The American College of Rheumatology (ACR) and the European League Against Rheumatism (EULAR) recommend that newer biologic drugs be used with more aggressive dosing of older medications to produce the best results.
1,2 This combination tends to regulate disease activity and joint inflammation, reduce joint erosions and damage, enhance the quality of life for patients with RA, and reduce co-morbidities such as cardiovascular disease associated with chronic inflammation.
Nonetheless, therapy options might be complicated due to the numerous considerations that must be considered. In addition, patients are more likely to comply with therapy if they are involved in decision-making. Thus rheumatologists should make treatment decisions alongside them.
“Discussions should address the hazards of RA, the risks of therapy options, and the expected benefits and side effects,” says Susan M. Goodman, MD, a rheumatologist and associate director of the Inflammatory Arthritis Center of Excellence at New York’s Hospital for Special Surgery (HSS).

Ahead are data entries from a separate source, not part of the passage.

PR #853, opened 2022-03-01
fix: Use `rw-server` for RedwoodJS apps

callingmedic911:
Related: #836 

This PR replaces the usage of `rw-api-server` with `rw-server` (on port 8910) which serves both API and Web side of a Redwood app with fastify. `rw-server` is configured to redirect the unknown requests to index.html.

Internal discussion: https://redwoodjs.slack.com/archives/C01R3RYH4LW/p1646076378318309 Gist is: Running fastify for the web side may not be ideal for all cases but it keeps things simple as a start config. For advanced use cases, individual projects can configure ngnix.

Looping in: @dthyresson @dac09 @jsierles

### DIFF
--- a/internal/sourcecode/templates/redwood/Dockerfile
+++ b/internal/sourcecode/templates/redwood/Dockerfile
@@ -39,7 +39,5 @@ COPY --from=api_build /app/api/dist /app/api/dist
 COPY --from=api_build /app/api/db /app/api/db
 COPY --from=api_build /app/node_modules/.prisma /app/node_modules/.prisma
 
-EXPOSE 8910
-
 # Entrypoint to @redwoodjs/api-server binary
 CMD [ "yarn", "rw-server", "--port", "8910" ]
--- a/internal/sourcecode/templates/redwood/Dockerfile
+++ b/internal/sourcecode/templates/redwood/Dockerfile
@@ -39,7 +39,7 @@ COPY --from=api_build /app/api/dist /app/api/dist
 COPY --from=api_build /app/api/db /app/api/db
 COPY --from=api_build /app/node_modules/.prisma /app/node_modules/.prisma
 
-EXPOSE 8911
+EXPOSE 8910
 
 # Entrypoint to @redwoodjs/api-server binary
-CMD [ "yarn", "rw-api-server", "--port", "8911", "--rootPath", "/api" ]
+CMD [ "yarn", "rw-server", "--port", "8910" ]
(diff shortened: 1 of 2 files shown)


internal/sourcecode/templates/redwood/Dockerfile
```diff
@@ -39,7 +39,7 @@ COPY --from=api_build /app/api/dist /app/api/dist
 COPY --from=api_build /app/api/db /app/api/db
 COPY --from=api_build /app/node_modules/.prisma /app/node_modules/.prisma
 
-EXPOSE 8911
+EXPOSE 8910
```
jsierles, line 42: On Fly this line is not used at all, so we could get rid of it. It might be useful for other platforms, though.

internal/sourcecode/templates/redwood/Dockerfile
```diff
@@ -39,7 +39,7 @@ COPY --from=api_build /app/api/dist /app/api/dist
...
 
 # Entrypoint to @redwoodjs/api-server binary
-CMD [ "yarn", "rw-api-server", "--port", "8911", "--rootPath", "/api" ]
+CMD [ "yarn", "rw-server", "--port", "8910" ]
```
jsierles, line 45: Do we need any more CLI options for the rewrites to work?

jsierles (approved):
Anything else need doing here?

internal/sourcecode/templates/redwood/Dockerfile
callingmedic911: It should be able to figure out the root path from redwood.toml automatically:

https://github.com/redwoodjs/redwood/blob/902b36d4a3907e7e1a99930769c539b15d3c3b6f/packages/api-server/src/cliHandlers.ts#L89

internal/sourcecode/templates/redwood/Dockerfile
callingmedic911: Considering it's generated from flyctl launch command, it makes sense to keep it minimal then. Removed this line.

callingmedic911:
> Anything else need doing here?

I was thinking about what @dac09 said, even though this should give a good starting point for Redwood project, should we document someplace that it's a good idea to deploy web and API side separately? Maybe just a comment. What do you think?

jsierles:
For now I think we're good. I don't want to encourage deploying API and web separately on Fly, as it adds complexity and cost. We'll get to a place where that could be handled automatically if someone wants it.

I'll give this a Spin and if it looks good, merge it. I want to see if we get cache-control headers on assets, which would be desirable for browser cache or running through a CDN.

PR #859, opened 2022-03-08
Adding flaps endpoints for machines

davissp14:


internal/cli/internal/command/machines/flaps.go
```diff
@@ -0,0 +1,150 @@
...
+
+	return &FlapsClient{
+		ctx:       ctx,
+		app:       app,
+		peerIP:    resolvePeerIP(dialer.State().Peer.Peerip),
+		authToken: flyctl.GetAPIToken(),
+	}, nil
+}
+
+func (f *FlapsClient) Launch(builder api.LaunchMachineInput) (*Machine, error) {
```
jsierles, line 55: Should we be passing the context down to these methods, and to the client? For cancelability, and also to use iostreams instead of printing directly to stdout.

jsierles (commented):
Nice one! Just left a comment.

internal/cli/internal/command/machines/flaps.go
jsierles: Also, might we derive value from the flaps package existing on its own in `pkg` instead of inside the command structure?

PR #860, opened 2022-03-09
Deprecate the old top-level list command

jsierles:
This command overlaps with `fly apps list` and `fly orgs list`.


jsierles:
Closing in favor of simply hiding commands.

PR #862, opened 2022-03-10
Port machines to new cli structure

rugwirobaker:
- Port machine list
- Port machine stop
- Port machine start
- Port machine kill
- Port machine clone
- Port machine remove

### DIFF
--- a/internal/cli/internal/command/machine/clone.go
+++ b/internal/cli/internal/command/machine/clone.go
@@ -1,0 +1,51 @@
+package machine
+
+import (
+	"context"
+	"fmt"
+
+	"github.com/spf13/cobra"
+	"github.com/superfly/flyctl/internal/cli/internal/command"
+	"github.com/superfly/flyctl/internal/cli/internal/flag"
+)
+
+func newClone() *cobra.Command {
+	const (
+		short = "Clone a machine"
+		long  = short + "\n"
+
+		usage = "clone"
+	)
+
+	cmd := command.New(usage, short, long, runMachineClone,
+		command.RequireSession,
+		command.RequireAppName,
+	)
+
+	cmd.Args = cobra.NoArgs
+
+	flag.Add(
+		cmd,
+		flag.String{
+			Name:        "region",
+			Shorthand:   "r",
+			Description: "Target region",
+		},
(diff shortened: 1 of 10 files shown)


shortdiv (commented):
Looks good so far, good work 👍

internal/cli/internal/command/machine/clone.go
```diff
@@ -0,0 +1,154 @@
...
+	)
+
+	cmd.Args = cobra.ExactArgs(1)
+
+	flag.Add(
+		cmd,
+		flag.App(),
+		flag.AppConfig(),
+		flag.String{
+			Name:        "region",
```
jsierles, line 46: Region and organization flahs have extracted methods in `flag.go`. We should use these to keep our behavior and documentation consistent across commands.

internal/cli/internal/command/machine/clone.go
```diff
@@ -0,0 +1,154 @@
...
+			Shorthand:   "r",
+			Description: "Target region",
+		},
+		flag.String{
+			Name:        "name",
```
jsierles, line 51: Should this be called ID? I'm not clear on what the difference is between the machine alloc ID and its name.

internal/cli/internal/command/machine/list.go
```diff
@@ -0,0 +1,109 @@
...
+	)
+
+	state := flag.GetString(ctx, "state")
+	if flag.GetBool(ctx, "all") {
+		state = ""
+	}
+
+	machines, err := client.ListMachines(ctx, appName, state)
+	if err != nil {
+		return fmt.Errorf("could not get lisyt of machines: %w", err)
```
jsierles, line 70: typo `list`

jsierles (changes requested):
Looks good - just recommended a few simple changes.

internal/cli/internal/command/machine/clone.go
rugwirobaker: I can't tell either

shortdiv: I think since the goal of this PR is to port, we can keep this convention and update later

Vivian Bykerk, MD, rheumatologist and head of the Inflammatory Arthritis Center of Excellence at HSS, use disease parameters to predict a person’s prognosis while establishing the appropriate treatment plan. All factors to consider are the length of time the patient has had the disease, the extent of the signs and symptoms, laboratory results, imaging data, and whether or not damage has already happened. At initial diagnosis, extensive joint involvement, positive rheumatoid factor and cyclic citrullinated peptide antibodies, elevated inflammatory markers, and joint erosions are all poor prognostic indicators in RA patients.
Dr. Bykerk would also like to know if the patient has taken medication for their symptoms and their treatment goals and insurance coverage. “I’ll look into the patient’s values, their fears about the disease, and what they’ve read about treatment and risk tolerance,” Dr. Bykerk says. “Finally, we establish therapeutic objectives.”
Beginning and Evaluating Treatment
When a patient is diagnosed with RA, the ACR and EULAR guidelines recommend prescribed a disease-modifying anti-rheumatic medication (DMARD). Methotrexate is the first-line treatment of choice for most individuals with moderate to severely active RA. However, according to Monica Piecyk, MD, a rheumatologist at New England Baptist Hospital in Boston, most insurance companies require a patient to have had a poor response to methotrexate before beginning a biologic.
When methotrexate is contraindicated, such as an impending pregnancy or a history of liver disease, Dr. Goodman suggests another synthetic DMARD, such as leflunomide (Arava), or tumor necrosis factor (TNF) inhibitors, maybe a possibility.